- Да, но…
- Далее: ты пишешь, про Поле
Смерти здесь, у кремлевских стен. Видано ли такое?
- Но ведь было! Помните, когда в нем
сгинули трое дружинников?! А если бы можно было пойти туда – и
выручить их…
- Разве не было сказано наставником:
запомнить сказанное – и молчать! А почему так было сказано?! Да
потому, что словами своими человек сам кличет беду! Не поминай,
прости господи, Поле – оно и не появится! А не сам ли ты призываешь
беду своими бреднями? – отец Никодим хмурился все больше, густые
брови его смыкались у переносицы, ноздри сердито раздувались. –
Помнишь ли, как сожгли колдуна, туман призывавшего?!

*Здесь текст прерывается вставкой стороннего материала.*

Issue #2934, opened 2016-06-05
Icon problems


catb0t:
(this is mostly a placeholder for things I need to fix in a pr)

http://exercism.io/languages

* VB.NET logo is not named correctly (`vb.net.png` -> `vbnet.png`)
* D logo is not named correctly (`d.png` -> `dlang.png`)
* VB.net, Standard ML, Nim, Groovy, R: be *square* so as not to be squished on a dimension (**or, feature request: make non-square icons render at native ratio**)
* C icon clips on the bottom, for some reason

Issue #2910, opened 2016-05-23
Replace PNG track icons with SVG


kytrinyx:
I created an icon for each language track, to use on the site to identify that language. They can be seen here: http://exercism.io/languages

For most language tracks, I tweaked the official language logo to have the exercism "brand" colors (charcoal and pink). We could also use a lighter gray for variation/emphasis where useful.

The copyright etc for language logos is all over the map, so there's an [ATTRIBUTION.md](https://github.com/exercism/exercism.io/blob/master/ATTRIBUTION.md) file that describes what we've found out.

```
# Brand colors
PINK=D81D4E
CHARCOAL=212121
```

Some languages do not have logos, or their logos were too hard to make icons out of (e.g. JavaScript, C++, Objective-C, and PL/SQL), and some languages have such heavy restrictions on the use of their logos that we decided to not even try (e.g. Java).

Right now all of these are PNGs, because that's all I know how to work with (I literally wrote a command-line script that swaps out colors in PNGs... couldn't figure out how to use any graphical software). This is pretty terrible, because it slows down the performance of the site.

I would love to have a proper SVG of each track icon to use on the site. The icons wouldn't need to be exactly what we have, but we would need to make sure that copyright and attribution are dealt with correctly.

Also, for the tracks where I just made something up it would be awesome to have a properly designed icon, but that's totally just a bonus request, and the SVG thing is the main issue here.

In terms of design I really love the general feel of what they have on coderwall badges. It's simple, cute, elegant all at once.

<img width="293" alt="screen shot 2016-11-12 at 2 48 04 pm" src="https://cloud.githubusercontent.com/assets/276834/20240479/29f61804-a8e7-11e6-92fc-4098dd73efef.png">

Obviously I'm not looking to copy, just trying to express something about the type of feeling I'd like the icons to evoke. If possible.

kytrinyx:
Ref: https://github.com/exercism/discussions/issues/34

punithn:
I have converted all the existing icons to svg. I'll send PRs to each track for replacing the same.

tejasbubane:
I guess we will have to do changes in `x-api` as well. Are there any other things we need to take care of before replacing the icons? How do you suggest we proceed with this? cc @kytrinyx

Insti:
@punithn please add them rather than replacing them.

Insti:
Both `trackler` and `x-api` will need updating.
Although this might be a good opportunity to remove redundant references from `x-api`

[...]

PR #2935, opened 2016-06-05
public/img/tracks: resize, crop, etc to fix #2394

### LINKED ISSUE #2394: Add exercise: Balanced parenthesis
Write a function that takes a string and returns `true` if the parentheses are balanced within the string.  Parentheses are balanced if every opening parenthesis character `(` is followed by a matching closing parenthesis character `)`.

In this form the exercise is pretty simple.  The exercise can be made more difficult by including other forms of open/closed pairs: `<` and `>`, `{` and `}`, `[` and `]` and requiring that balance means that each form must be closed without straddling another open pair.

Examples:
* `"()"` is balanced
* `"(()"` is not balanced
* `")("` is not balanced
* `"[()]"` is balanced
* `"[(])"` is not balanced
* `"Hello (world)!"` is balanced

Source: a [discussion on usenet](https://groups.google.com/forum/#!topic/comp.lang.c++/EwE1asaBjNQ)

catb0t:
fixes http://github.com/exercism/exercism.io/issues/2934

* VB.NET and D: give names which exactly match
	their language track slugs.
* C: buffered icon on the top and bottom because
	it looked odd.
* Nim, R, Standard ML and VB.NET: resized and re-
	-worked icons to look better.

The Groovy and SML icons are still weird and
squishy but they're as good as I can get without
training in graphic design, and they're better
than nothing.


kytrinyx:
The problems with the squishiness is that the actual icon should be square, even if most of it is whitespace (I learned that the hard way). Want to change the canvas size and then crop to a square?

catb0t:
That's what I did to get these, but the things themselves aren't *remotely* square and are elongated to where it's tricky, or they get tiny and hard to read / discern. 

I'm totally open to just dropping those icons from the page until someone has a better idea.

kytrinyx:
Yeah, I think maybe we should just drop them until someone has a better idea. I'll open a design issue in the discussions area.

kytrinyx:
OK, referenced from here: https://github.com/exercism/exercism.io/issues/2910

catb0t:
Fixed.

kytrinyx:
Excellent, thank you!

PR #2937, opened 2016-06-07
Added how to submit multiple files for problem

masters3d:
- added how to submit multiple files for languages that have headers. 
- I am not sure if this should be broken into its own section because then we could explain how to submit test files if that is desired.

### DIFF
--- a/x/docs/md/intro/getting-started.md
+++ b/x/docs/md/intro/getting-started.md
@@ -3,7 +3,7 @@
 1. Download and configure the [command-line client](/cli).
 1. Fetch the first exercise (`exercism fetch TRACK_ID`).
 1. Write a solution to make the test suite pass.
-1. Submit your solution (`exercism submit path/to/file`).
+1. Submit your solution (`exercism submit path/to/file` or `exercism s path/to/file{.h,.cpp}`). 
 1. _Optional_: Kick off the discussion by noting what you found interesting or challenging about the exercise.
 
 ### Next Steps
--- a/x/docs/md/intro/getting-started.md
+++ b/x/docs/md/intro/getting-started.md
@@ -17,8 +17,14 @@ Once you have submitted your first exercise, there are several other things you 
 
 ## Command Line Tips 
 
-You can submit a header file along with your implementation using:  
-`exercism submit path/to/file{.headerExtension,.ImplementationExtension}`   
-This works with shells like bash using language tracks like C `file{.h,.m}` or C++ `file{.h,.cpp}` etc.  
+You can submit multiple files as part of your solution:
 
+``
+cd path/to/folder
+exercism submit file1 file2
+``
+
+Another way to submit a header file along with your implementation file:  
+`exercism submit path/to/file{.headerExtension,.ImplementationExtension}`   
+This works with shells like `bash` on the language tracks like C `file{.h,.m}` or C++ `file{.h,.cpp}` etc.  
 
--- a/x/docs/md/intro/getting-started.md
+++ b/x/docs/md/intro/getting-started.md
@@ -20,7 +20,7 @@ Once you have submitted your first exercise, there are several other things you 
 You can submit multiple files as part of your solution:
 
 ``
-cd path/to/folder
+cd path/to/folder    
 exercism submit file1 file2
 ``
 
--- a/x/docs/md/intro/getting-started.md
+++ b/x/docs/md/intro/getting-started.md
@@ -3,7 +3,7 @@
 1. Download and configure the [command-line client](/cli).
 1. Fetch the first exercise (`exercism fetch TRACK_ID`).
 1. Write a solution to make the test suite pass.
-1. Submit your solution (`exercism submit path/to/file` or `exercism s path/to/file{.h,.cpp}`). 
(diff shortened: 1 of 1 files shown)


x/docs/md/intro/getting-started.md
```diff
@@ -3,7 +3,7 @@
 1. Download and configure the [command-line client](/cli).
 1. Fetch the first exercise (`exercism fetch TRACK_ID`).
 1. Write a solution to make the test suite pass.
-1. Submit your solution (`exercism submit path/to/file`).
+1. Submit your solution (`exercism submit path/to/file` or `exercism s path/to/file{.h,.cpp}`).
```
kotp: Does this globbing happen on all operating systems? 

This looks like a CPP specific example, can we word it more 'generically'?

masters3d: Good question. I don't know if that works on the Mac. 

The only tracks that would need this in for is the ones that use headers c++, objectiveC , plain others? [1] Maybe this can go in those tracks doc? But where ? 

[1]
https://www.quora.com/Which-programming-languages-like-C-C++-separate-function-class-declarations-in-the-header-file-h-and-the-implementation-file-c-cpp

kotp: I think that the instruction is potentially useful for other tracks though.  Perhaps eventually there is an exercise that deals with IO with files, and the solution exists in a file that can be displayed along with the code submission, or something like that.  Perhaps there is a certain output that could be displayed and captured and submitted?  I don't know, bit I can imagine that this information is generally useful.

I have not tried to submit the test file (as an easy choice to test with) along with the exercise file to see how multiple file submissions work, though.

masters3d: For test files you can you add filename{.h, .cpp, Test.cpp} or what ever the name of the file is. The client actually asks you if you want to send the test file which is really cool.

kotp: Nice to know, I just never considered doing so.

So you are on Mac, what shell?  That also may be nice to mention for the PR?  This may answer the "Does it Windows" question in itself.

masters3d: https://en.m.wikipedia.org/wiki/Terminal_(OS_X)

kotp: You may be able to answer the shell question by typing `echo $SHELL` in said terminal.

masters3d: oh haha. 
``$ echo $SHELL
/bin/bash
``

kotp: I asked, because different shells handle matching and globbing differently.  If you mention the example is for bash, then someone using another shell will know that they can't rely on that to work, but will have a reference.

masters3d: got it. well, now even windows is going to have bash built in so it seems to be more or less a standard.

kotp: Once you install git on windows, you usually get git bash as well.

x/docs/md/intro/getting-started.md
```diff
@@ -14,3 +14,11 @@ Once you have submitted your first exercise, there are several other things you
 1. Browse other solutions to the same problem.
    Provide feedback: ask questions, suggest improvements, and ponder style and readability.
 1. Fetch a new exercise and solve it.
+
+## Command Line Tips 
+
+You can submit a header file along with your implementation using:
```
kotp: Can we make this more generic as well?  You can "submit any additional files along with your implementation".

It is not limited to only header files.  And it is not limited to any language tracks.

kotp:
I like the changes. I wonder if there are instructions that could be more detailed in the specific track's documentation, to cover which files you should want to use this with.

x/docs/md/intro/getting-started.md
```diff
@@ -3,7 +3,7 @@
 1. Download and configure the [command-line client](/cli).
 1. Fetch the first exercise (`exercism fetch TRACK_ID`).
 1. Write a solution to make the test suite pass.
-1. Submit your solution (`exercism submit path/to/file`).
+1. Submit your solution (`exercism submit path/to/file`).
```
kytrinyx: How about editing it here to be `exercism submit path/to/file1 [file2, ...]`?

x/docs/md/intro/getting-started.md
kytrinyx: How about making it generic, and then adding a specific tip about header files (because the `{a,b}` syntax is really nice).

x/docs/md/intro/getting-started.md
kytrinyx: Hm. That might be confusing. Maybe just make a generic comment below about submitting multiple files.

x/docs/md/intro/getting-started.md
masters3d: Would it be correct to say that I could also submit multiple files 
cd path/to/folder
exercism submit file1 file2

kytrinyx: yeah, that would also work.

kotp:
I think this looks good.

- Ну, при чем здесь?... – слабо
улыбнувшись, пробормотал Книжник, запнулся. Он вдруг понял,
что наставник не шутит. – Вы что, правда, считаете, что…
- Тебя на что грамоте учили?! – отец
Никодим склонился над сжавшимся семинаристом, вид его стал грозен,
слова – зловещи. – Известна ли тебе сила того, что пером
написано?!
- Это же просто старые отчеты – со
слов дозорных, - растерянно проговорил Книжник. - Я
только комментарии делаю. Вот: я предположил, что при
определенных условиях этих дружинников можно было
спасти…
- Из Поля Смерти?!
- А почему бы и нет?
- Ересь!
Отец Никодим славился среди
семинаристов как мистик и мракобес, да только всерьез это
обстоятельство Книжник не воспринимал - до этой самой секунды. А
наставник нависал над ним, потрясая смятыми в кулаке листками, и
голос его становился все более громок и страшен:
- Не много ли ты на себя берешь,
отрок, не слишком ли высоко влетел?! Иль похвалы наставников
вскружили тебе голову?! Ты что же, возомнил себя и ученым, и
воином, и князем? А может, ты решил вольнодумство свое
распространять среди прочих, умом не окрепших, и для того ведешь
еретические свои записи?!
- Это всего лишь мысли…
- Всего лишь мысли?! А по моему
разумению – так это самая настоящая крамола, а крамола, обличенная
в записи – крамола вдвойне! А знаешь, что бывает за
крамолу?
Книжник судорожно сглотнул. Он
прекрасно знал, что такое крамола, и что за нее бывает в суровой
кремлевской общине. Ему просто в голову придти не могло, что его
могут поставить в один ряд с изменниками – и это всего лишь за
робкие мечты! Но наставник всегда прав, и теперь свою правоту он
вбивал ослушнику хлесткими ударами туго свернутых берестяных
листков – по растерянному лицу, горящим ушам, растрепанным светлым
волосам…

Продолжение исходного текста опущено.